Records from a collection
PR #497, opened 2016-10-25
glretrace: Show current frame number in window title

aejsmith:
I find this can be useful to roughly identify which frames I want to be
looking at for a specific issue in a large trace, by replaying the trace
and looking at the current frame number when the issue occurs.

### DIFF
--- a/retrace/glretrace_main.cpp
+++ b/retrace/glretrace_main.cpp
@@ -565,6 +565,14 @@ frame_complete(trace::Call &call) {
         retrace::warning(call) << "could not infer drawable size (glViewport never called)\n";
     }
 
+	/* Display the frame number in the window title, except in benchmark mode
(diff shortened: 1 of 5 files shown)


amonakov:
May I suggest extending the patch to suppress title changes when benchmark/profile mode is active, if that's not a bother? Otherwise, window manager and compositor activity will probably affect the profile too much.

Also, I remember noticing frequent window title changes having too much overhead in i3wm. I don't know if that issue is still there, and if it is, it's probably their bug. Not an issue for your patch of course, just something to keep in mind.

aejsmith:
Sure, I've updated the patch to do that.

jrfonseca:
Thanks.  Sorry it took this long.  I keep hoping to go through the backlog of issues/PRs, but never can find the time.

PR #498, opened 2016-11-08
d3d9trace: Capture undocumented ShaderValidator

siro20:
Add support for undocumented IDirect3DShaderValidator9 interface.
Requires updated dxsdk headers.

### DIFF
--- a/specs/d3d9.py
+++ b/specs/d3d9.py
@@ -449,3 +449,18 @@ d3dperf.addFunctions([
     StdFunction(Void, "D3DPERF_SetOptions", [(DWORD, "dwOptions")], sideeffects=False),
     StdFunction(DWORD, "D3DPERF_GetStatus", [], fail='0', sideeffects=False),
 ])
+
+IDirect3DShaderValidator9 = Interface("IDirect3DShaderValidator9", IUnknown)
+PDIRECT3DSHADERVALIDATOR9 = ObjPointer(IDirect3DShaderValidator9)
+
+# undocumented interface
+IDirect3DShaderValidator9.methods += [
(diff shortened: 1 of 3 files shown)


specs/d3d9.py
```diff
@@ -449,3 +449,18 @@
...
+# undocumented interface
+IDirect3DShaderValidator9.methods += [
+    StdMethod(HRESULT, "Begin", [(OpaquePointer(Void), "arg1"), (OpaquePointer(Void), "arg2"), (ULONG, "arg3")]),
+    StdMethod(HRESULT, "Instruction", [(OpaquePointer(Void), "arg1"), (UINT, "arg2"), (ULONG, "arg3"), (UINT, "arg4")]),
+    StdMethod(HRESULT, "End", []),
+]
+
+d3d9shadervalidator = Module("d3d9")
+d3d9shadervalidator.addFunctions([
+    StdFunction(PDIRECT3DSHADERVALIDATOR9, "Direct3DShaderValidatorCreate9", [], fail='NULL'),
```
jrfonseca: If you don't really care about the `IDirect3DShaderValidator9` interface, and just want to fullfil the `Direct3DShaderValidatorCreate9` entrypoint, you can simply do:

    StdFunction(PVOID, "Direct3DShaderValidatorCreate9", [], internal=True),

and remove everything else.

jrfonseca:
@siro20, as explained in https://github.com/apitrace/dxsdk/pull/1#issuecomment-259279977 this is not the right way of going about this.  If you provide more context of why you need to trace `Direct3DShaderValidatorCreate9` I might be to set you on the right direction.

PR #512, opened 2017-03-21
retrace: fixed DDLOCK_DONOTWAIT flag clear mask

simonowen:
This was unintentionally clearing all other lock flags, as well as
potentially having both wait and do-not-wait set simultaneously.


jrfonseca:
Good find.  I screwed up when I tried to clean up this up on c28e606f7656de3a3a8808b68eb048528397d5a7.

PR #516, opened 2017-04-10
Fixed issue with state dumping and multithreading

MartinSherburn:
Fixed issue where state could be dumped before the requested call had been executed in a multithreaded trace (for example when getting state for a particular Draw call, the framebuffer could contain the contents prior to the Draw call)

### DIFF
--- a/retrace/retrace_main.cpp
+++ b/retrace/retrace_main.cpp
@@ -280,7 +280,8 @@ retraceCall(trace::Call *call) {
         }
     }
 
-    if (call->no >= dumpStateCallNo &&
+    // dumpStateCallNo is 0 when fetching default state
+    if ((call->no == dumpStateCallNo || dumpStateCallNo == 0) &&
         dumper->canDump()) {
         StateWriter *writer = stateWriterFactory(std::cout);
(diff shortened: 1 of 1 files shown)


MartinSherburn:
It appears that with multi-threaded traces the calls don't get replayed sequentially. So if a later call gets replayed before the targeted call, it would dump the state prematurely and exit the program. I noticed this when the framebuffer for the draw calls I was trying to dump state for did not contain the result of the draw operation.

MartinSherburn:
What about:

```
if ((call->no == dumpStateCallNo || dumpStateCallNo == 0) &&
          dumper->canDump()) {
...
```
That would solve both issues, if you think it's a good idea I'll update the pull request.

jrfonseca:
I've finally merged this. 
I did a subsequent tweak so that glretrace exits early with an error if the requested call was found, but it was impossible to dump the state (b9e4b73ced4e9547bb1edd1d4f452fffcd350630) otherwise glretrace would continue replaying all the end till the end unnecessarily.
But otherwise I agree this is a sensible thing to do.
Thanks and sorry for the delay.

PR #540, opened 2017-11-26
retrace: image/texture handles may be in different spaces

imirkin:
Bindless handles aren't portable across implementations. They may be
passed in via vertex attributes, uniforms, etc. We still keep the maps
around to limp along for making handles resident.


jrfonseca:
Thanks.

Yep, it's indeed hard to deal with bindless handles effectively.

I'm CC'ing @ahuillet who was also interested in this at one point.

One way or the other apitrace will need cooperation from the OpenGL implementation to be able to replay traces with bindless handles:
- make handles reproducible somehow
- allow apitrace to tell implementation to which handles it should use
- make handles in someway _unique_ or rare (e.g, XOR in with some unusual pattern) so we could search'n'replace mappings for the handles 

Not sure what else..

imirkin:
The fact that they can be passed in via a vertex buffer or ssbo or ubo or anything else makes it pretty much impossible to track anything down in a generic manner.

Nothing prevents an application from taking an array of handles, gzipping them, feeding that into a ssbo, and then decode the gzipped data in a shader and use the handles that way via the uvec2 <-> sampler/image casting. I'm not suggesting that this is common, or a good idea, but just taking my point to the extreme.

It's actually the application which has the knowledge of how all this stuff is used, so ideally there'd be some way for the application to make explicit remap calls. But that won't happen... not sure what can be done in the apitrace / driver stack combination.

imirkin:
The only thing which could work *reliably* was if the driver were aware of the remapping tables, and in the *shader* performed the remapping lookup. Of course shaders aren't a great place to implement this sort of thing, it'll obviously be a bunch of inefficient code. But it could work - there aren't actually a lot of handles (not like millions), so the size of the remapping table wouldn't be that big. Some simple trick to do a hash + walk type of approach should be doable, although it'll tank perf. (But then again, so do texture lookups, so nothing's free in life.)

It would mean that apitrace would have to inform the driver via some additional ext about the remapping, and it would be on the driver to implement the remapping logic in all the shaders whenever bindless handles are used.

This is the only reliable mechanism I can think of to enable bindless to work across all implementations.

PR #542, opened 2017-12-03
dxgiretrace: Allow NULL pointers for WKPDID_D3DDebugObjectName.

jozefkucia:
Some apps set WKPDID_D3DDebugObjectName private data to NULL.


jrfonseca:
Thanks.

PR #544, opened 2017-12-06
MSAA Texture Resolve / Unresolve surface feature with GUI checkbox

gabedagani:
Squashed commits into 1. Fixed early returns.

Provide msaa texture resolve feature with GUI checkbox. Requires a retrace to change the output and uses the CLI argument --no-msaa-resolve to fetch all the sample frames in a vertical array. Shows up in the surfaces tab of the texture.


gabedagani:
closing, will rebranch single commit.

PR #545, opened 2017-12-06
MSAA Texture Resolve / Unresolve surface feature with GUI checkbox

gabedagani:
Add feature in single commit. rebased.


jrfonseca:
Pushed. Thanks.

PR #551, opened 2018-01-09
Fix some warnings found when using MSAA for depth/Stencil

gabedagani:
Avoid looking up state on unbound features. Make sure to replace state for GL_READ and GL_DRAW buffers.


jrfonseca:
Pushed.  Thanks.

PR #555, opened 2018-02-13
glretrace: Implement --borderless option for xlib

davidlunarg:
Here is a pull request that implements the --borderless option. We have found it useful for replaying traces that were created from an app that runs in a full-screen borderless window.

Unfortunately, this is implemented for xlib only. I don't think it would be that difficult to extend this for other platforms.


jrfonseca:
It looks like macOS build is still broken.

jrfonseca:
BTW, forgot to mention, I agree this is a nice idea.  In fact I felt the need for something similar for windows.

davidlunarg:
Yep, when I submitted this pull request, I found that MacOS didn't compile. I didn't have a MacOS system to try out fixes on, so I put it aside. Presently, this is a lower priorty for me, I'll get to it sometime in the near future.

PR #616, opened 2019-05-29
memtrace: Update nBlocks when pointer changes in MemoryShadow::cover

andrew-krv:
During each ::Map different pointers could be returned by DirectX.
Thus for the same resource with the same subresource having the same size
pointer may change between calls of MemoryShadow::cover. With the pointer
change number of blocks also may change, which may later cause memory
access violation in MemoryShadow::update.

### DIFF
--- a/wrappers/memtrace.cpp
+++ b/wrappers/memtrace.cpp
@@ -184,7 +184,7 @@ void MemoryShadow::cover(void *_ptr, size_t _size, bool _discard)
 {
     assert(_ptr);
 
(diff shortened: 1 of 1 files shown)


andrew-krv:
This was made to fix Skyrim Special edition crash, while tracing using Windows.

jrfonseca:
Great find!

I wonder if this explains some issues that existed before with deferred contexts mappings, as I suspect that in that case the runtime will return a new pointer on every discard.

PR #618, opened 2019-06-06
dxgitrace: Fix null pointer dereference in createWindowForSwapChain

werman:
CreateDeviceAndSwapChain family of functions can accept null pSwapChainDesc.

Found when tried to record and replay a trace of looped RenderDoc's trace to find what call hangs the driver.  Call to CreateDeviceAndSwapChain in RenderDoc - [renderdoc/driver/d3d11/d3d11_replay.cpp#L3701](https://github.com/baldurk/renderdoc/blob/e4333291a112f9fbf5491e367ae900ddc837ee20/renderdoc/driver/d3d11/d3d11_replay.cpp#L3701)


jrfonseca:
Thanks.

PR #620, opened 2019-06-20
Use Python3_EXECUTABLE in cmake.

jdashg:


jdashg:
This fixed my build issues on MacOS.
Previously, I was getting "permission denied: glproc.py" and other errors.

jrfonseca:
Hmm it seems to cause problems with older CMake (see travis).  Do you know CMake version this Python3 module works reliably?

jdashg:
Looks like CMake 3.12.

jrfonseca:
Thanks. I pushed an updated version of your change, which keeps the old behavior for older CMake.

Hopefully this gets the best of both worlds.

PR #623, opened 2019-07-22
Support writable coherent buffers

### LINKED ISSUE #232: apitrace: coherent mapping not implemented
Both ARB_buffer_storage and AMD_pinned_memory allow to use coherent memory in shaders. As apitrace doesn't catch writes in this memory, the results are likely wrong.

AMD_pinned_memory could easily be disabled, but as ARB_buffer_storage is required for GL4.4, it's needed to be emulated.

tbh, I don't see any os Independent way to implement this but to have a second buffer synced before/after almost every call.
But there are useful os dependent ways: eg we could alloc a both write and read protected memory and only sync the accessed pages.

werman:
This implements handling of writeonly and read-write coherent buffers. Detailed descriptions could be found in respective commit messages.

Would close #232 

### Current shortcomings:
- Buffer's contents may be changed from inside the shaders however this wouldn't be reflected in shadow memory and if the same page is changed on CPU side and on GPU side even if offsets are different the data on the GPU will be overwritten.

- Small changes in buffer result in full page write.

- All readable buffers are synced back to cpu on fence signal instead of only potentially changed ones. I did not found anything that writes and reads from the same buffers with the exception of Wine which would do this if DX11 game would to such thing. Since the case is rare I didn't want to add complexity. 

### What is tested
On Linux:
- CS:GO - works
- Bioshock Infinite - works
- Super Tux Kart - works
- Some synthetic tests from piglit and several other random tests - work
- Dota2 - doesn't, it shows several good frames and after that some vertices start having wrong values resulting in many flashing polygons. And I'm not able to identify the cause.
- DiRT Showdown - didn't test
- Wine with some DX11 app using coherent buffers - didn't test 

On Windows I've tested with Super Tux Kart to check the platform specific path and tracing works.

### Tests

Tests for apitrace-tests  would hopefully come soon.

### Some code considerations:

Application may write from several threads to coherent buffers so I've added a broad mutex in relevant places and since I didn't see anyone heavily writing from several threads simultaneously I didn't do any optimizations for it. The only game that wrote from several threads was Dota2.

### DIFF
--- a/wrappers/glmemshadow.cpp
+++ b/wrappers/glmemshadow.cpp
@@ -343,22 +343,26 @@ void GLMemoryShadow::commitWrites(Callback callback)
         }
     }
 
-    if (isPageDirty(mappedStartPage)) {
-        const size_t shadowOffset = mappedStart % sPageSize;
-        const size_t size = std::min(sPageSize - glStartOffset, mappedSize);
-
-        memcpy(glMemory, shadowSlice + shadowOffset, size);
-        callback(shadowSlice + shadowOffset, size);
-    }
-
-    for (size_t i = mappedStartPage + 1; i < mappedEndPage; i++) {
+    for (size_t i = mappedStartPage; i < mappedEndPage; i++) {
         if (isPageDirty(i)) {
-            const size_t shadowOffset = (i - mappedStartPage) * sPageSize;
-            const size_t glOffset = shadowOffset - glStartOffset;
-            const size_t size = std::min(glStartOffset + mappedSize - shadowOffset, sPageSize);
+            // We coalesce consecutive writes into one
+            size_t firstDirty = i;
+            while (++i < mappedEndPage && isPageDirty(i)) { }
 
-            memcpy(glMemory + glOffset, shadowSlice + shadowOffset, size);
-            callback(shadowSlice + shadowOffset, size);
+            const size_t pages = i - firstDirty;
+            if (firstDirty != mappedStartPage) {
+                const size_t shadowOffset = (firstDirty - mappedStartPage) * sPageSize;
+                const size_t glOffset = shadowOffset - glStartOffset;
+                const size_t size = std::min(glStartOffset + mappedSize - shadowOffset, sPageSize * pages);
+
+                memcpy(glMemory + glOffset, shadowSlice + shadowOffset, size);
+                callback(shadowSlice + shadowOffset, size);
+            } else {
+                const size_t size = std::min(sPageSize * pages - glStartOffset, mappedSize);
+
+                memcpy(glMemory, shadowSlice + glStartOffset, size);
+                callback(shadowSlice + glStartOffset, size);
+            }
         }
     }
 
--- a/wrappers/glmemshadow.cpp
+++ b/wrappers/glmemshadow.cpp
@@ -1,0 +1,408 @@
+/*
+ * Copyright © 2019 Intel Corporation
+ *
+ * Permission is hereby granted, free of charge, to any person obtaining a
+ * copy of this software and associated documentation files (the "Software"),
+ * to deal in the Software without restriction, including without limitation
+ * the rights to use, copy, modify, merge, publish, distribute, sublicense,
+ * and/or sell copies of the Software, and to permit persons to whom the
+ * Software is furnished to do so, subject to the following conditions:
+ *
+ * The above copyright notice and this permission notice (including the next
+ * paragraph) shall be included in all copies or substantial portions of the
+ * Software.
+ *
+ * THE SOFTWARE IS PROVIDED "AS IS", WITHOUT WARRANTY OF ANY KIND, EXPRESS OR
+ * IMPLIED, INCLUDING BUT NOT LIMITED TO THE WARRANTIES OF MERCHANTABILITY,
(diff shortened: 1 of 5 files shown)


wrappers/glmemshadow.cpp
```diff
@@ -0,0 +1,349 @@
...
+    uint8_t *shadowSlice = shadowMemory + mappedStartPage * sPageSize;
+    const size_t glStartOffset = mappedStart % sPageSize;
+
+    if (isPageDirty(mappedStartPage)) {
+        const size_t shadowOffset = mappedStart % sPageSize;
+        const size_t size = std::min(sPageSize - glStartOffset, mappedSize);
+
+        memcpy(glMemory, shadowSlice + shadowOffset, size);
+        callback(shadowSlice + shadowOffset, size);
+    }
```
sergiiromantsov: I have a feeling that here should be:
`shadowSlice += shadowOffset`

wrappers/gltrace.py
```diff
@@ -514,6 +593,7 @@ def traceFunctionImplBody(self, function):
             print('                flush = flush && flushing_unmap;')
             print('            }')
             print('            if (flush && length > 0) {')
+            print('            ')
```
sergiiromantsov: seems redundant?

werman: indeed

wrappers/gltrace.py
```diff
@@ -688,6 +797,7 @@ def traceFunctionImplBody(self, function):
 
         Tracer.traceFunctionImplBody(self, function)
 
+
```
sergiiromantsov: one more redundant

wrappers/glmemshadow.cpp
werman: For the first dirty page we may need to start copying from `shadowSlice` with an offset depending on the mapping start offset and will copy `pageSize - offset` bytes.

For the next page the copying will start from the start of the page in shadowSlice which is `shadowSlice + pageSize` and would copy into `glOffset + pageSize - glStartOffset`.

So no, there is no need to change `shadowSlice` pointer.

sergiiromantsov: yes, you are right

wrappers/glmemshadow.cpp
```diff
@@ -0,0 +1,404 @@
...
+}
+
+void memProtect(void *addr, size_t size, MemProtection protection) {
+#ifdef _WIN32
+    DWORD flOldProtect;
+    BOOL bRet = VirtualProtect(addr, size, static_cast<DWORD>(protection), &flOldProtect);
+    if (!bRet) {
+        DWORD dwLastError = GetLastError();
+        os::log("apitrace: error: VirtualProtect failed with error 0x%lx\n", dwLastError);
+        exit(EXIT_FAILURE);
```
jrfonseca: `exit()` might still call C++ destructurors.  It's better on wrapper code to always call `os::abort()`

wrappers/glmemshadow.hpp
```diff
@@ -0,0 +1,86 @@
...
+
+    size_t nPages = 0;
+
+    size_t mappedStartPage = 0;
+    size_t mappedEndPage = 0;
+
+    bool isDirty = false;
+    std::vector<uint32_t> dirtyPages;
+    uint32_t pagesToDirtyOnConsecutiveWrites = 1;
+    uint32_t lastDirtiedRelativePage = ~0 - 1;
```
jrfonseca: `~0` -> `UINT32_MAX`, just for consistency.

wrappers/gltrace.py
```diff
@@ -646,6 +741,13 @@ def traceFunctionImplBody(self, function):
             print(r'        os::log("apitrace: warning: GL_INTEL_map_texture not fully supported\n");')
             print(r'    }')
 
+
```
jrfonseca: Only one empty line. Also a comment would be nice.

wrappers/glmemshadow.cpp
```diff
@@ -0,0 +1,404 @@
...
+    }
+
+    for (size_t i = mappedStartPage + 1; i < mappedEndPage; i++) {
+        if (isPageDirty(i)) {
+            const size_t shadowOffset = (i - mappedStartPage) * sPageSize;
+            const size_t glOffset = shadowOffset - glStartOffset;
+            const size_t size = std::min(glStartOffset + mappedSize - shadowOffset, sPageSize);
+
+            memcpy(glMemory + glOffset, shadowSlice + shadowOffset, size);
+            callback(shadowSlice + shadowOffset, size);
```
jrfonseca: Rather that emitting one fake mempcy to the trace per page, it would be more efficient to coalesce all writes to consecutive pages into a single fake memcpy.

wrappers/glmemshadow.cpp
werman: Didn't think about this, thanks.

werman:
> Please confirm: there's no behavior change for non-coherent mappings right?

Yes, there is no behavior change for non-coherent or readonly coherent mappings. I've checked everywhere for buffer to have `GL_MAP_COHERENT_BIT | GL_MAP_WRITE_BIT`.

werman:
I've made the write coalescing as a separate commit.

Dota2 is now could be correctly traced because I moved protection of the dirty pages against writes _before_ reading from them instead of after, thus other threads cannot override data in buffer while we copy it.

jrfonseca:
Merged.  Thanks!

WHAT IS NEEDED —
All lines from the one containing "jrfonseca: Rather that" down to the final line above are to be restated word for word; leave out the rest.

TASK ANSWER —
jrfonseca: Rather that emitting one fake mempcy to the trace per page, it would be more efficient to coalesce all writes to consecutive pages into a single fake memcpy.

wrappers/glmemshadow.cpp
werman: Didn't think about this, thanks.

werman:
> Please confirm: there's no behavior change for non-coherent mappings right?

Yes, there is no behavior change for non-coherent or readonly coherent mappings. I've checked everywhere for buffer to have `GL_MAP_COHERENT_BIT | GL_MAP_WRITE_BIT`.

werman:
I've made the write coalescing as a separate commit.

Dota2 is now could be correctly traced because I moved protection of the dirty pages against writes _before_ reading from them instead of after, thus other threads cannot override data in buffer while we copy it.

jrfonseca:
Merged.  Thanks!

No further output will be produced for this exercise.